Search the data for the string "yarn" and gather each line it is in.
** Dataset follows **
PR #4563, opened 2026-09-03
locales: fix contradictory incorrect-payment-details error copy

kaloudis:
# Description

Relates to issue: **#2001** (follow-up to #4085)

Fixes the self-contradictory copy in `error.failureReasonIncorrectPaymentDetails`.

`FAILURE_REASON_INCORRECT_PAYMENT_DETAILS` is only ever surfaced on payments in the terminal `FAILED` state: LND sets `failure_reason` only once every HTLC attempt has been resolved, and `handlePayment` in `TransactionsStore` excludes `IN_FLIGHT` from the error path. By the time the user sees this message the payment is definitively failed and any held HTLC has been failed back. Telling users to "Check Activity for the final payment state" reintroduced exactly the uncertainty the first sentence resolved; that phrasing belongs to the genuinely non-terminal messages (`inTransit`, `paymentTimedOut`) it was copied from.

Also drops "your funds are not sent", which is implied by "Payment failed". The released-funds reassurance is kept (reworded) for hold invoice payers who watched their spendable balance drop while the HTLC was held, which was the original complaint in #2001. The message stays generic because the wire error is the same `incorrect_or_unknown_payment_details` code for canceled hold invoices, unknown hashes, and already-settled or expired invoices, so Zeus cannot distinguish those causes at this layer.

Before:

> Payment failed because the invoice was rejected, canceled, or is no longer valid. For a canceled hold invoice, the held payment is released and your funds are not sent. Check Activity for the final payment state.

After:

> Payment failed: the recipient rejected it, or the invoice was canceled or is no longer valid. Any held funds have been returned to your balance.

The keysend-specific suffix ("The receiving node might not accept keysend payments.") is unchanged and still appended through the locale-key path.

This pull request is categorized as a:

- [ ] New feature
- [ ] Bug fix
- [ ] Code refactor
- [ ] Configuration change
- [x] Locales update
- [ ] Quality assurance
- [ ] Other

## Checklist
- [x] I’ve run `yarn run tsc` and made sure my code compiles correctly
- [x] I’ve run `yarn run lint` and made sure my code didn’t contain any problematic patterns
- [x] I’ve run `yarn run prettier` and made sure my code is formatted correctly
- [x] I’ve run `yarn run test` and made sure all of the tests pass

## Testing

If you modified or added a utility file, did you add new unit tests?

- [ ] No, I’m a fool
- [x] Yes
- [ ] N/A

[...]

Issue #2001, opened 2024-02-25
vague error when HOLD invoice canceled


AndySchroder:
### Describe the bug

Vague error when HOLD invoice canceled.

There should be a clearer error message and a smoother UX for hold invoice cancellation. A HOLD invoice cancellation may be a good thing because you are getting your deposit back, so a nasty error message can be misleading in a lot of circumstances.

Would be nice to fix this as a part of https://github.com/ZeusLN/zeus/issues/1865

### Reproduce

1. Display HOLD invoice
2. Scan and pay hold invoice
3. Zeus says "Sending Transaction" with yellow squiggle animation.
4. Wait 10 seconds
5. Cancel HOLD invoice
6. Get `Error Payment details incorrect (unknown hash, invalid amt or invalid final cltv delta)`

### ZEUS version

v0.8.1

### Node interface

LND (REST)

### Network

Clearnet

### Device

android

### Device operating system

android

kaloudis:
Should this be something that is handled in LND instead?

AndySchroder:
Is that error coming directly from LND?

I don't know that LND is having any problems, it just seems like the Zeus UI isn't that smooth because it doesn't understand what LND is doing.

AndySchroder:
Are you suggesting that LND could provide a more specific error and that would give you more direction on how to more cleanly handle this in the UI? Can LND differentiate between different failure types? I guess I'm wondering what the other reasons could cause this error? Do we know that there was a good route to the destination before getting this error?

AndySchroder:
Would like to add a bounty of 200,000 sat for fixing this issue.

kaloudis:
ZEUS v13.2.1-rc1 which includes a fix for this, is now available for testing: https://github.com/ZeusLN/zeus/releases/tag/v13.2.1-rc1

It will be submitted to app stores shortly. Please reopen if you hit any problems.

Thank you for reporting.

kaloudis:
@AndySchroder ZEUS v13.2.1, which includes a fix, is now available on app stores https://github.com/ZeusLN/zeus/releases/tag/v13.2.1

Please reopen the issue and report back if it recurs. Thanks again for reporting.

AndySchroder:
Now getting

<img width="1080" height="2238" alt="Image" src="https://github.com/user-attachments/assets/2d0aea7b-0b79-41d4-95f3-de10bb048347" />

[...]

PR #4720, opened 2026-09-23
Payments: neutral result and hold duration when the recipient cancels

kaloudis:
| Before (master), held 134 s then canceled | After, held 134 s then canceled | After, rejected within 1 s |
| --- | --- | --- |
|  |  |  |

Rendered on the iOS 26.5 simulator from an lnd REST failure fed through `TransactionsStore.handlePayment`, not from a live node. Details in [this comment](https://github.com/ZeusLN/zeus/pull/4720#issuecomment-5802970872).

# Description

Relates to issue: **#2001**

Related: #4492 and #4495. For LND REST and embedded LND, `payLightningInvoice` swaps the result for the `paymentTimedOut` shape after `timeout_seconds + 1` (61 s by default), so a hold longer than that never reaches `handlePayment` on the Sending screen. #4492 tracks the payment to its final state and #4495 adds the targeted lookups. Once those land, a long hold that is later canceled comes through `handlePayment` and gets the copy added here.

Follows up on the feedback in #2001 after #4085 and #4563 (the "Check Activity for the final payment state" sentence in the reporter's screenshot is the v13.2.1 copy; #4563 removed it in v13.2.2).

**Commit 1: neutral result for payments the recipient rejected.** When the recipient's node rejects or cancels a payment (LND `FAILURE_REASON_INCORRECT_PAYMENT_DETAILS`, LDK Node `recipientRejected`), the Sending screen showed a red X and an "Error" heading and offered Try Again. For a canceled hold invoice that is often the expected outcome (a bond or deposit coming back), and retrying the same invoice fails the same way.

- `TransactionsStore.paymentRejectedByRecipient` is set in `handlePayment` and `handlePaymentError` from a new `isRecipientRejection` in `utils/ErrorUtils.ts` (shares the matcher with `errorToUserFriendly`).
- `PaymentErrorView` shows a neutral return icon (`PaymentReturnedIcon.svg`) and a "Payment not completed" heading for these failures.
- `SendingLightning` hides Try Again and Troubleshooting for them. Go to Wallet stays.

**Commit 2: report how long the recipient held a canceled HTLC.** The wire failure (`incorrect_or_unknown_payment_details`) is the same for a canceled hold invoice and for an unknown, expired, or already paid invoice. The HTLC attempts in `lnrpc.Payment` can tell them apart: an attempt failed by the final hop (`failure_source_index == route.hops.length`) with `INCORRECT_OR_UNKNOWN_PAYMENT_DETAILS`, where `resolve_time_ns` is well after `attempt_time_ns`, was held by the recipient before being failed back.

- `utils/RecipientRejectionUtils.ts`: `getRecipientRejection` reads both the REST/LNC shape (enum names, int64 strings) and the embedded LND protobuf shape (enum numbers, Long timestamps). A hold is reported at 5 s or more (`MIN_REPORTED_HOLD_SECONDS`) and is the longest one across MPP shards. `formatHeldDuration` rounds down to the largest whole unit.
- When a hold is found, the message becomes: "The recipient held this payment for about 2 minutes, then canceled it. The funds have been returned to your balance."
- The check does not depend on `failure_reason`. lnd's payment lifecycle calls `FailPayment(FailureReasonTimeout)` when `timeout_seconds` expires with HTLCs still in flight. I have not confirmed whether the recipient's later cancel replaces that reason, so a final-hop rejection overrides a TIMEOUT reason either way.
- This is measured, so no guess about cause is needed. The pending time is measured by the sender's node and includes path latency, hence "about".
- Covers LND REST, embedded LND, and LNC. CLN and LDK Node do not expose per-attempt timings and keep the generic copy from commit 1.

Not in scope: `CashuSendingLightning` (melt failures), and the Activity payment detail view, which still shows the raw failure.

- [ ] New feature
- [x] Bug fix
- [ ] Code refactor
- [ ] Configuration change
- [ ] Locales update
- [ ] Quality assurance
- [ ] Other

## Checklist

Full jest: 1878 pass; the one failure is `utils/PhotoUtils.test.ts`, which fails on a path check in any worktree checkout and is unrelated.

## Testing

- [ ] No, I’m a fool
- [x] Yes
- [ ] N/A

- `utils/ErrorUtils.test.ts`: `isRecipientRejection` for LND reason strings, the v1 "Payment details incorrect" text, LDK `recipientRejected`, and non-matches.
- `utils/RecipientRejectionUtils.test.ts` (11): REST and embedded shapes, prompt vs held rejection, missing timestamps, MPP max, intermediate-hop and other-code failures ignored, duration formatting.
- `stores/TransactionsStore.recipientRejection.test.ts` (8): flag set and cleared across LND REST, embedded LND and LDK Node; held copy; TIMEOUT reason overridden by a final-hop rejection. Kept in its own file to avoid colliding with the `TransactionsStore.test.ts` that #4492 adds.

Device tests still owed. Plan on Polar (lnd): `lncli addholdinvoice`, pay from ZEUS, `lncli cancelinvoice` at about 10 s (expect held copy, neutral screen, no Try Again) and at about 90 s (expect the timed-out screen until #4492, and record whether lnd reports `failure_reason` TIMEOUT or INCORRECT_PAYMENT_DETAILS); pay an already paid invoice (expect the generic rejection copy with no duration).

- [ ] Android
- [ ] iOS

On-device
- [ ] LDK Node
- [ ] Embedded LND

Remote
- [ ] LND (REST)
- [ ] Nostr Wallet Connect
- [ ] LndHub

### Locales

### Other:


kaloudis:
Before and after on the Sending screen (iOS 26.5 simulator, LND REST wallet). Both builds are the same native app loading JS from Metro, one from `upstream/master` (85a6f624b) and one from this branch. The failure was fed through the real `TransactionsStore.handlePayment` as an lnd REST payment: `status: FAILED`, `failure_reason: FAILURE_REASON_INCORRECT_PAYMENT_DETAILS`, one HTLC failed by the final hop (`failure_source_index: 2` on a two-hop route) with `INCORRECT_OR_UNKNOWN_PAYMENT_DETAILS`. These are not from a live node; the Polar device test is still owed.

| Before (master), held 134 s then canceled | After, held 134 s then canceled | After, rejected within 1 s |
| --- | --- | --- |
|  |  |  |

On master, both cases look like the first screenshot.

stores/TransactionsStore.ts
```diff
@@ -840,6 +856,31 @@ export default class TransactionsStore {
                           result.failure_reason,
                           isKeysend ? ['Keysend'] : undefined
                       )) || errorToUserFriendly(result.payment_error);
+
+            // The per-HTLC failure shows the recipient's node rejected the
+            // payment and how long it held it first. It does not depend on
+            // failure_reason, which lnd may set to FAILURE_REASON_TIMEOUT
+            // when a hold outlasts timeout_seconds.
+            const htlcRejection = getRecipientRejection(result);
```
ajaysehwal, line 864: @kaloudis, `getRecipientRejection` and handling both the REST/LNC and protobuf shapes looks good.

One thing I noticed while tracing the flow: `LND.payLightningInvoice` and `sendPaymentV2Sync` race the call against `forcedTimeout(timeout_seconds + 1)`, so any HTLC held longer than ~61s returns as `paymentTimedOut` before LND’s stream ends. LNC gives up at around 120s.

That means the `FAILURE_REASON_TIMEOUT` override and the minutes/hours/days duration formatting aren’t reachable with the default timeouts, and longer-held invoices — the main use case here — still show “Payment timed out” with “Try Again”.

Could we either narrow the PR description/tests to the short-hold case, or also surface this on the payment details/Activity view where the final HTLC data is available through `listpaym

views/SendingLightning.tsx
```diff
@@ -375,6 +376,11 @@ export default class SendingLightning extends React.Component<
 
         const success = this.successfullySent(TransactionsStore);
         const inTransit = this.inTransit(TransactionsStore);
+        // retrying an invoice the recipient rejected or canceled fails the
+        // same way, so only offer Try Again and Troubleshooting for other
+        // failures
+        const showRetryActions =
```
ajaysehwal, line 382: small UX concern with `showRetryActions`: `INCORRECT_OR_UNKNOWN_PAYMENT_DETAILS` can also mean the final CLTV is too soon, which can happen when the sender’s node is a few blocks behind the chain. For embedded/Neutrino wallets, retrying after the node catches up can succeed.

Hiding both “Try Again” and “Troubleshooting” removes the recovery path in that case, especially since Troubleshooting is only available for local wallets.

Could we hide the actions only when we’re sure it was a held-payment rejection (`heldSeconds !== null`) or LDK `recipientRejected`? At minimum, it might be worth keeping Troubleshooting available for local wallets.

stores/TransactionsStore.ts
```diff
@@ -825,6 +834,13 @@ export default class TransactionsStore {
             (result.payment_error && result.payment_error !== '')
         ) {
             this.error = true;
+            const failureReason =
```
ajaysehwal, line 837: Minor DRY nit: `failureReason` is computed and then the same `lnrpc.PaymentFailureReason[result.failure_reason]` lookup is repeated immediately below. Could we reuse `failureReason` in the `payment_error` expression?

Also, when `heldSeconds === null`, could we keep the `payment_error` that was already computed instead of creating a synthetic `Error('FAILURE_REASON_INCORRECT_PAYMENT_DETAILS')` just to look up the locale key?

Small cleanup, not blocking.

utils/RecipientRejectionUtils.ts
```diff
@@ -0,0 +1,94 @@
+import { lnrpc } from '../proto/lightning';
+import { localeString } from './LocaleUtils';
+
+// Below this, a rejection at the final hop is an ordinary round trip. At or
+// above it, the recipient's node held the HTLC before failing it back, which
+// is what a canceled hold invoice looks like to the payer.
+export const MIN_REPORTED_HOLD_SECONDS = 5;
```
ajaysehwal, line 7: @kaloudis, one concern with the `heldSeconds` threshold: the duration is measured from our side, so it includes the full multi-hop round trip, not just how long the recipient held the HTLC.

A slow route, peer, or reconnect could make an ordinary expired/unknown-invoice failure take 5s+ and get reported as “the recipient held this payment for about 5 seconds, then canceled it,” which may be misleading.

Would a higher threshold (e.g. 15–30s) or softer wording like “didn’t complete after about X” be safer?

utils/ErrorUtils.ts
```diff
@@ -218,10 +218,31 @@ const errorToUserFriendly = (error: Error, errorContext?: string[]) => {
...
+// (unknown or canceled invoice, including a canceled hold invoice). Paying
+// the same invoice again fails the same way.
+const RECIPIENT_REJECTION_LOCALE_KEYS = [
+    'error.failureReasonIncorrectPaymentDetails',
+    'error.ldk.recipientRejected'
+];
+
+// accepts an Error or a bare failure reason string, like errorToUserFriendly
+const isRecipientRejection = (error: any) => {
+    if (typeof error !== 'string' && !(error instanceof Error)) return false;
```
shubhamkmr04: `errorToUserFriendly` also handles plain objects with a `.message` (e.g. the `reject(data.error)` paths in LND.ts), but this guard returns false for them. So we'd show the incorrect-details copy under the red "Error" heading with Try Again. Maybe check `typeof error?.message === 'string'` instead of `instanceof Error`?

utils/ErrorUtils.ts
```diff
@@ -218,10 +218,31 @@ const errorToUserFriendly = (error: Error, errorContext?: string[]) => {
...
         ? userFriendlyErrors[matchingPattern]
         : null;
 
+    return { errorMsg, localeKey };
+};
+
+// Failures where the recipient's node rejected or canceled the payment
+// (unknown or canceled invoice, including a canceled hold invoice). Paying
+// the same invoice again fails the same way.
+const RECIPIENT_REJECTION_LOCALE_KEYS = [
```
shubhamkmr04: I don't think CLN hits either of these. xpay failures come through `handlePaymentError` with CLN's own wording ("Destination said it doesn't know invoice…" iirc), so CLN still gets the red Error + Try Again. The description says CLN keeps the commit 1 copy. Is it meant to be covered here?

locales/en.json
```diff
@@ -970,6 +970,12 @@
     "views.Sending.goToSwap": "Go to swap",
     "views.SendingLightning.lowFeeLimitMessage": "This payment may have failed due to a low fee limit. Try again with a higher fee limit",
     "views.SendingLightning.tryAgain": "Try Again",
+    "views.SendingLightning.paymentNotCompleted": "Payment not completed",
+    "views.SendingLightning.recipientCanceledHeldPayment": "The recipient held this payment for about {{duration}}, then canceled it. The funds have been returned to your balance.",
+    "views.SendingLightning.heldDuration.seconds": "{{count}} seconds",
```
shubhamkmr04: nit: we already have `time.seconds/minutes/hours/days` and `localizedExpiryDuration` in ExpiryUtils. Could we reuse those instead of adding four new strings for translators?

stores/TransactionsStore.ts
kaloudis: Confirmed. `LND.payLightningInvoice` and `sendPaymentV2Sync` return the `paymentTimedOut` shape at `timeout_seconds + 1`, and LNC gives up at `timeout_seconds + 60`, so today the TIMEOUT override and anything past about 120 s cannot be reached from the Sending screen. The description had this under "Related" but the 134 s screenshot overstated it, so the caption now says that case depends on #4492. The override and the longer units stay: #4492 tracks the payment to its final state and hands it to `handlePayment`, which is when they apply. Showing the pending time on the payment detail view from the `listpayments` HTLCs is a good idea; I would do it as a follow-up rather than grow this PR.

views/SendingLightning.tsx
kaloudis: Good catch, confirmed. lnd maps both an unknown invoice and a too-soon final expiry to `reasonIncorrectDetails` (`routing/result_interpretation.go`), so a lagging embedded/Neutrino node would have lost its retry path. Fixed in 431857d74 with a direct check rather than the `heldSeconds` proxy: for a prompt final-hop rejection, `getRecipientRejection` compares `route.hops[last].expiry` with `failure.height + min_final_cltv_expiry` from the decoded payment request, which is the check the recipient runs. lnd pads the final expiry by 3 blocks, so a synced sender does not trip it. CLN xpay uses the failure blockheight the same way. When it trips, the payment is not treated as a recipient rejection, Try Again stays, and the message says the node is behind the chain. Troubleshooting is now shown for local wallets on every failure; only Try Again is hidden for rejections.

stores/TransactionsStore.ts
kaloudis: Both done in 431857d74. `failureReason` is reused in the `payment_error` expression. The synthetic error was there to replace a TIMEOUT message when the HTLC shows a final-hop rejection, so it now runs only when `failureReason` is not already a recipient rejection; otherwise the computed `payment_error` is kept.

utils/RecipientRejectionUtils.ts
kaloudis: Agreed that the measured time includes the route round trip. In 431857d74 the threshold is 15 s and the copy says what is measured: "The payment was pending for about {{duration}}, then the recipient canceled it." That keeps the 15 to 61 s holds reachable today while leaving room for slow routes and reconnects.

utils/ErrorUtils.ts
kaloudis: The object paths you mention do not reach payments today (`wsReq` has no callers, and the `reject(data.error)` at `LND.ts:506` is the PSBT channel-open stream), but the check costs nothing, so 431857d74 accepts any value with a string `message`. It still returns false for objects without one, which would otherwise throw in the matcher.

utils/ErrorUtils.ts
kaloudis: Right, the description was wrong on this. xpay fails with "Destination said it doesn't know invoice: %s" (`plugins/xpay/xpay.c`) and legacy pay with "failed: WIRE_INCORRECT_OR_UNKNOWN_PAYMENT_DETAILS (reply from remote)". Neither matched. 431857d74 maps both to the recipient-rejection copy, so CLN gets the neutral screen. xpay already waits and retries when the failure blockheight is ahead of its own before it gives up, so the lagging-sender case does not reach this message.

locales/en.json
kaloudis: I kept the separate strings. `localizedExpiryDuration` returns capitalized units ("2 Minutes"), which read wrong mid-sentence, and it joins count and unit in code. With `{{count}} minutes` as one string, translators control word order and the unit inflection.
** End of Dataset **
» **Problem solution**
- [x] I’ve run `yarn run tsc` and made sure my code compiles correctly
- [x] I’ve run `yarn run lint` and made sure my code didn’t contain any problematic patterns
- [x] I’ve run `yarn run prettier` and made sure my code is formatted correctly
- [x] I’ve run `yarn run test` and made sure all of the tests pass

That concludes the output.